AUSTRIA - JANUARY 01: Wolfgang Amadeus Mozart. 1819. Canvas by Barbara Krafft (1764-1825). (Photo by Imagno/Getty Images) [Wolfgang Amadeus Mozart. 1819. Gemaelde von Barbara Krafft (1764-1825).] - Credit: Getty Images

The musical abilities of Mozart are well known. His linguistic talents, less so… PETER TRUDGILL reports

Wolfgang Amadeus Mozart (1756-1791) was a composer of sublime music which is still very much loved 250 years after it was written. He was undoubtedly an extraordinary and perhaps uniquely gifted musical genius.

His compositions are often described as elegant and sophisticated; but it is also rather well known to musicologists that he once wrote in the margin of a musical exercise paper which had been handed in to him by one of his pupils the words “You are an ass”!

Mozart had a lively and at times rather crude sense of humour, but the point about this scathing comment – even if it was no doubt somewhat humorously intended – is that those were Mozart’s own words: he actually wrote this insulting critique in English.

The student in question was called Thomas Attwood (1765-1838), and he came from Pimlico in London.

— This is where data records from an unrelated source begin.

PR #11231, opened 2025-10-04
Multi-level drafting

uecasm:
- Fix some weirdness with goggle/hammer blueprint rendering
- Blueprint multi-level drafting
    - Composite multiple blueprint levels together by checking the previous-level blueprint wherever there's a tan placeholder in the current level.
    - In particular, this is applied when deconstructing a building back to level 0 (to remove more blocks).
    - It's also applied when rebuilding a deconstructed building back to its normal level, and is especially helpful for buildings that placeholder large areas in higher levels, such as barracks and farms with integrated fields.
    - This does **not** affect the build tool preview before placement, but does affect the resource list preview, builder resource list, and what's actually built.  It will also be visible in the builder goggles and assistant hammer previews.
    - This does **not** affect pasting, neither schematic nor constructed.
- Places waterlogged blocks at the decoration stage, so that they're less likely to spill water everywhere.

## Testing

Review please (maybe port?)


Raycoms (dismissed):

src/main/java/com/minecolonies/api/util/WorldUtil.java
```diff
@@ -1,6 +1,7 @@
 package com.minecolonies.api.util;
 
 import com.minecolonies.api.colony.buildings.IBuilding;
+import net.minecraft.client.Minecraft;
```
someaddons, line 4: pretty sure this will cause issues on serverside

uecasm: It doesn't, I tested it.  At least not in a dev runServer instance.

src/main/java/com/minecolonies/core/colony/workorders/AbstractWorkOrder.java
```diff
@@ -416,23 +416,27 @@ public String getStructurePack()
...
-                },
-                e -> afterLoad.accept(null));
+            future = ColonyUtils.queueBlueprintLoad(world, getStructurePack(), getStructurePath(), getCurrentLevel(), getTargetLevel(),
+                blueprint -> setBlueprint(blueprint, world),
+                e -> {});
+            return future;
         }
         else
         {
-            afterLoad.accept(null);
```
someaddons, line 439: I recall this was special behaviour needed for the miner's fallback for styles which do not have their own mineshaft schematics, make sure you test that fallback, I recall the acacia style does not have mineshaft schematics

uecasm: I haven't specifically tested that case, but if there are no loadable blueprints then the future will complete with null, and `thenAccept(afterLoad)` will call `afterLoad(null)`, so that behaviour should be the same as before in the normal case.

There *is* one potential change in that previously if you called `loadBlueprint` while the future was still pending with different `afterLoad` values then it would call will null on the second and subsequent handlers before eventually calling only the first handler with the actual blueprint.  In the new version anyone calling `loadBlueprintFuture` will get the same pending state, and anyone calling `loadBlueprint` will have their `afterLoad` eventually called with the actual blueprint instead of immediately called with null.  But I consider this a bugfix.

One quirk that remains with both implementations (and I couldn't decide if it's a bug or intended) is that if the load has previously failed then it will still try async loading again instead of remembering the failure.

uecasm: One new quirk of this implementation is that if _some_ of the blueprints are loadable then it will still report a blueprint -- e.g. if it's trying to load levels 1-3 and level 2 is missing, then you'll get a composite of levels 1 & 3.  I think this is acceptable because you'll still detect the missing blueprint in the majority case where you're upgrading one level at a time.

uecasm: Tested with True Dwarven, it works fine as expected.  (Acacia does have custom shafts.)

Raycoms (dismissed):

uecasm:
ping

Raycoms:
Does the LoadOnly handler properly account for this?

uecasm:
> Does the LoadOnly handler properly account for this?

It just sees the merged blueprint, since it's intercepted at blueprint load time.  So there's nothing to account for, it's just a normal blueprint like any other.

Shadizar:
Will waterlogged blocks all still guarantee being placed before coral blocks, fans, etc.? We often relied on placement of waterlogged blocks to keep coral alive

someaddons (approved):

Raycoms:
please port

Shadizar:
I also wonder how this will work for huts that have explicit blocks at lvl 1 (like to clear to air for player spaces) and then placeholder them at higher levels...will they now nuke all player placed stuff in places that are placeholdered after level 1? If so, how can we as schematic  makers make sure to preserve player changes where we want to (via placeholder usage)?

uecasm:
> I also wonder how this will work for huts that have explicit blocks at lvl 1 (like to clear to air for player spaces) and then placeholder them at higher levels...will they now nuke all player placed stuff in places that are placeholdered after level 1? If so, how can we as schematic makers make sure to preserve player changes where we want to (via placeholder usage)?

@Shadizar Yes and no.  There is no change to normal upgrade behaviour, so if someone builds a level 1, puts their own things in places that are placeholdered, then upgrades to level 2, it will behave as before and their changes will be preserved.

What this PR does is that if they then deconstruct the level-3-upgraded building and then move it somewhere else and rebuild directly as level 3, it will now properly clear that placeholdered space (as if they'd rapid-fire-built the levels 1-2-3, except it doesn't place the superseded blocks) and then stop.  At that point the player is free to make their own further changes which will then be preserved by the level 3 to 4 upgrade as the designer intended.

This may still misbehave for some styles that use levels to deliberately pause the build to let things settle (e.g. to help clear water in the underwater styles), but not any worse than it did before, and hopefully better.

Shadizar:
Thanks for the info! Any data on the coral question above?

uecasm:
> Will waterlogged blocks all still guarantee being placed before coral blocks, fans, etc.? We often relied on placement of waterlogged blocks to keep coral alive

No, the waterlogged blocks are now placed at the same phase as water blocks, which is also the same priority as coral blocks etc.  So it will depend on the position / iteration order which is placed first.

If the water is placed in a previous building level and coral added in a later level then it will be fine.  Since coral is a high-level resource this should usually be how it's designed anyway.

Shadizar:
> > Will waterlogged blocks all still guarantee being placed before coral blocks, fans, etc.? We often relied on placement of waterlogged blocks to keep coral alive
> 
> No, the waterlogged blocks are now placed at the same phase as water blocks, which is also the same priority as coral blocks etc. So it will depend on the position / iteration order which is placed first.
> 
> If the water is placed in a previous building level and coral added in a later level then it will be fine. Since coral is a high-level resource this should usually be how it's designed anyway.

The waterlogged blocks are placed only to keep the coral alive,  they wouldn't make sense in prior levels
I suspect other styles may encounter this (maybe) too, especially in water features that get added at lvl 4
Is this part separable by chance?

PR #11252, opened 2025-10-06
Fix certain blocks not dropping inventories [1.21]

Thodor12:
See #11251

### DIFF
--- a/src/main/java/com/minecolonies/core/blocks/BlockMinecoloniesRack.java
+++ b/src/main/java/com/minecolonies/core/blocks/BlockMinecoloniesRack.java
@@ -7,7 +7,6 @@ import com.minecolonies.api.blocks.types.RackType;
 import com.minecolonies.api.colony.IColony;
 import com.minecolonies.api.colony.IColonyManager;
 import com.minecolonies.api.colony.permissions.Action;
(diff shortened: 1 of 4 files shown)


Raycoms (approved):

src/main/java/com/minecolonies/core/blocks/BlockMinecoloniesRack.java
```diff
@@ -227,18 +218,6 @@ public BlockState updateShape(
         return super.updateShape(state, dir, neighbourState, level, pos, neighbourPos);
     }
 
-    @Override
-    public void spawnAfterBreak(final BlockState state, final ServerLevel worldIn, final BlockPos pos, final ItemStack stack, final boolean p_222953_)
```
someaddons, line 231: Is this unused? Your newly added call does not cover the racks, they are not buildings

Thodor12: I'm pretty sure I tested all these methods, and absolutely none of them worked. The reason buildings were dropping items was due to the logic in AbstractBuilding.

The only method that I could get to actually do anything at all was `onRemove`, others would never even get hit by breakpoints.
I'm pretty sure I tried spawnAfterBreak and destroy.

someaddons (approved):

He had the good fortune to be financed in his studies by a grant from the Prince of Wales who later became King George IV.

We know that as a boy Mozart had been taught Latin, Italian, French and English by his father, Leopold – who came from Augsburg, now in Germany. Wolfgang himself was a mother-tongue speaker of the dialect of German spoken in his native town of Salzburg, now in Austria.

Mozart had spent 15 months living, composing and performing in London, from the spring of 1764 until the summer of 1765, when he was a boy prodigy aged eight and nine. At that age, it is likely that he would have learnt quite a lot of colloquial English rather quickly; and the language seems to have stayed with him into adulthood: writing “you are an ass” probably came to him rather naturally and spontaneously.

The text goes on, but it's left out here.